C'est peut être plus protéger les soignants qui préparent et posent les perfs, qui en règlent le débit :
pas facile de passer à l'acte.
Quand on est soignant, difficile de passer "de la perf qui soigne à la perf qui tue" avec le regard; les mains, les corps des personnes qui souffrent tout en sachant que leur lutte et souffrance sont vaines inutiles.... mais qui gardent l' espoir du miracle.... nous le savons aussi.

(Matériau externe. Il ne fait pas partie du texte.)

PR #728, opened 2022-08-07
[inductor] Small fixes for huggingface models

jansel:


ngimel (approved):

torchinductor/sizevars.py
```diff
@@ -11,6 +12,8 @@
 
 from .virtualized import V
 
+log = logging.getLogger(__name__)
```
desertfire, line 15: Used logging and removed for this PR?

jansel: Yeah, I think it is fine to leave this line for the future though.

desertfire (approved):

torchinductor/lowering.py
```diff
@@ -271,12 +271,26 @@ def _to_copy(
...
+    layout=None,
+):
     assert not memory_format, "TODO"
+    assert layout in (None, torch.strided)
     if isinstance(device_or_dtype, torch.dtype):
         return to_dtype(x, device_or_dtype)
     if isinstance(device_or_dtype, torch.device):
         return to_device(x, device_or_dtype)
+    if device is not None:
+        return to_device(x, device)
```
ngimel, line 291: this will be wrong if both device and dtype is specified?

jansel: Good catch, will update.

PR #736, opened 2022-08-08
[inductor] randn ops (cpp, triton)

voznesenskym:


torchinductor/codegen/cpp.py
```diff
@@ -82,7 +82,12 @@ def cpp_prefix():
             }
 
             float normalized_rand_cpu(uint32_t seed, uint32_t offset) {
-                return uint32_to_uniform_float(at::Philox4_32_10(seed, 0, offset)());
+                return uint32_to_uniform_float(at::Philox4_32(seed, 0, offset)());
```
voznesenskym, line 85: Note: `uint32_to_uniform_float` could use a dedup but it is private in `at::Philox4_32` as it does not belong in the contract of a random number engine. If we want to dedup, we can make `uint32_to_uniform_float` a top level free function in some aten utils, and then use that.

ngimel (approved):

PR #740, opened 2022-08-08
Readme - Remove the context manager and more information about backends

anijain2305:
cc @jansel @ezyang 

This is to remove the confusion that arises from the usage of Context manager.

Rendered - https://github.com/pytorch/torchdynamo/blob/remove-ctx-1/README.md

### DIFF
--- a/README.md
+++ b/README.md
@@ -60,26 +60,86 @@ python setup.py develop
 
 ## Usage Example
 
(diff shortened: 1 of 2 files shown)


jansel (approved):

ezyang:
thanks!

PR #742, opened 2022-08-08
[inductor] Create implicit fallbacks for unhandled ops

### LINKED ISSUE #722: torchinductor should default generating fallback for all custom ops
torchinductor has no reason to know about arbitrary custom ops (well, at least until we let people define lowerings for torchinductor custom ops). Thus, even for developers, the default of erroring on unsupported ops is wrong; we should just always fallback in these cases. Custom ops are also irritating to write fallback for because you have to do the "test if you can import" song and dance that we do for torchvision)

### LINKED ISSUE #724: Getting MissingOperator one-by-one is a pain
@jansel please add your "automatically add fallback and keep going" mode lol

jansel:
Fixes #722 
Fixes #724


ezyang (approved):

torchinductor/lowering.py
```diff
@@ -783,6 +783,8 @@ def inner_fn(index):
 # TODO(jansel): we should implement decomps for these
 # https://github.com/pytorch/torchdynamo/issues/327
 make_fallback(aten._adaptive_avg_pool2d_backward)
+make_fallback(aten.argmax)
```
desertfire, line 786: @jansel , is there any specific reason you included argmax here, given that I have added argmax a while ago?

jansel: No.  I think this was a mistake, feel free to remove it.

que se passe t il, alors, dans ce jeu de dupe?
c'est une façon de se nier : on passe du soignant au soi niant.
qu'y a t il dans notre pratique à l'égard du patient, à ce moment là?
qu'est ce que prendre soin? quand un soignant comprend que l'acte de soigner ne sert a rien, qu'on le fait en attendant que le verdict médical tombe " vous pouvez l'endormir, la famille est au courant".......
certains sombrent dans le soi gnian gnian.
parfois, les patients déposent leur dernier lien : soucis; regret, espoir et s'en vont dans la nuit, d'autres s'accrochent...
à ce qui rejoint votre dernier post sur le bonheur.....
voilà à brûle pourpoint ce que m'inspire votre réflexion
cela va faire 15 ans que je ne travaille plus en cancéro je suis toujours réveillée par les rêves de la poseuse de perfs que j'étais, alors.......
est ce qu'une loi sur l'euthanasie m' aurait empêchée de rêver, de me questionner, sur ma pratique, ma philosophie de soins
....non
mais je n'aurais pas peut être pas autant culpabiliser....surtout que c'est pareil en réanimation quoiqu'on n'en dise avec sous lettre.....
désolée si c'est lourd....
expérience vécue aussi en réanimation.